At 4,080 bytes/sec, storage lasts 3,921 seconds (~65 minutes)**—sufficient for a **5-minute launch.

Alternative Approach: 64-Byte Chunks

A 64-byte chunk method was considered to eliminate padding and labels by storing fixed-size blocks. This would perfectly align with 256-byte flash pages.
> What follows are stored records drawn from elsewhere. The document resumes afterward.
PR #1427, opened 2023-01-02
Delete unused and broken LatLngBounds.pad() method.

ignatz:
The method fails to deal correctly with LatLng wrap arounds. A more correct version would probably look more like:

    void pad(double bufferRatio) {
      final heightBuffer = (_sw!.latitude - _ne!.latitude).abs() * bufferRatio;
      final widthBuffer = (_sw!.longitude - _ne!.longitude).abs() * bufferRatio;

      final point1 = LatLng((90 + _sw!.latitude - heightBuffer) % 180 - 90,
          (180 + _sw!.longitude - widthBuffer) % 360 - 180);
      final point2 = LatLng((90 + _ne!.latitude + heightBuffer) % 180 - 90,
          (180 + _ne!.longitude + widthBuffer) % 360 - 180);

      final newBounds = LatLngBounds(point1, point2);
      _sw = newBounds.southWest;
      _ne = newBounds.northEast;
    }

On a tangent, it probably should be a factory rather than a mutable method and the `bufferRatio` parameter is hard to use correctly. For example, bufferRatio = 0.5 would increase the bounds to 4 times its original size.

### DIFF
--- a/lib/src/geo/latlng_bounds.dart
+++ b/lib/src/geo/latlng_bounds.dart
@@ -172,15 +172,6 @@ class LatLngBounds {
     return true;
   }
 
-  /// Expands bounds by decimal degrees unlike [extend] or [extendBounds]
-  void pad(double bufferRatio) {
-    final heightBuffer = (_sw!.latitude - _ne!.latitude).abs() * bufferRatio;
-    final widthBuffer = (_sw!.longitude - _ne!.longitude).abs() * bufferRatio;
-
-    _sw = LatLng(_sw!.latitude - heightBuffer, _sw!.longitude - widthBuffer);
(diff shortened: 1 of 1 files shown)


ignatz:
Any thoughts on deleting already broken code?

JaffaKetchup:
Hey @ignatz, sorry for the massive delay. I'll take a look tommorrow.

JaffaKetchup (approved):

JaffaKetchup:
Thanks for the contribution :)

S-ecki:
Thanks for the contribution! 
I am maintaining a codebase where `.pad()` was used and want to upgrade the dependency now. How would you go about changing the code using `.pad()`?

ignatz:
Naively, grab above version and provide it as a function or extension on latlngbounds

PR #1431, opened 2023-01-13
Migrate LatLngBounds to nullsafety

TesteurManiak:
**BREAKING CHANGES**

Updated `LatLngBounds` constructor and its methods to rely on non-nullable values.

## Migration guide

**BAD:**
```dart
final bounds = LatLngBounds();
bounds.extend(dublin);
bounds.extend(paris);
bounds.extend(london);
```

**GOOD:**
```dart
final bounds = LatLngBounds.fromPoints([dublin, paris, london]);
```

And all method related to the `LatLngBounds` now relies on non-nullable parameters and returns non-nullable values:

* `LatLngBounds`: takes 2 `LatLng` parameters instead of `LatLng?`
* `extend()`: takes a `LatLng` instead of `LatLng?`
* `southWest`: returns a `LatLng` instead of `LatLng?`
* `northEast`: returns a `LatLng` instead of `LatLng?`
* `isValid`: became deprecated as it'll always be true
* `contains()`: takes a `LatLng` instead of `LatLng?`
* `isOverlapping()`: takes a `LatLngBounds` instead of `LatLngBounds?`

I've added some unit tests to ensure that the values are still relevant even after the migration.


JaffaKetchup (approved):
LGTM. Thanks :)

PR #1440, opened 2023-01-29
renaming "add pins" in drawer to match file

augustweinbren:
Tiny change to the drawer naming of `tap_to_add.dart` to match the file's App Bar. I believe this makes it easier to find the file within the example's `lib` directory after browsing through a built version of the Example.


JaffaKetchup (approved):
Thanks for your contribution!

Proposed 64-Byte Data Chunk

Data Type	Bytes
Acceleration (x, y, z)	12
Gyroscope (x, y, z)	12
Magnetometer (x, y, z)	12
Altitude	4
Pressure	8
Temperature (LSM6DSOX)	4
Temperature (BMP390)	4
Timestamp	4
Flag	4
Total	64

Why We Rejected the 64-Byte Chunk Method

1. Forced Uniform Save Rates
   
   • Data that doesn’t change frequently (e.g., temperature, magnetometer) is saved at 100Hz, wasting 24 bytes per chunk (or 96 bytes per page).
     
   • This results in 37.5% storage waste, compared to 20.3% with Byte5.
     
2. No Flexibility for New Metrics
   
   • Cannot add new debug data without removing an existing field.
     
3. Byte5 Allows Dynamic Data Logging
   
   • Byte5 enables variable save rates, reducing wasted space.
     
   • If we later need 64-byte chunks at 100Hz, we can revisit this method.
     

Post-Launch Data Protection

To avoid losing launch data due to circular buffering, we implement a post-launch mode:

1. Launch Detection
   
   • When launch occurs, the system marks the current data address as the start of "sacred" data.
     
2. Protecting Critical Post-Launch Data
   
   • New data cannot overwrite launch data. Only the next hour of data is recorded.
     
3. Metadata Persistence
   
   • A post-launch mode flag is stored in metadata to prevent overwriting on reboot.
     

Summary

• Byte5 format provides flexibility & reduced waste.
  
• 64-byte chunks force unnecessary data logging and are less adaptable.
  
• Post-launch mode ensures we retain the most valuable flight data.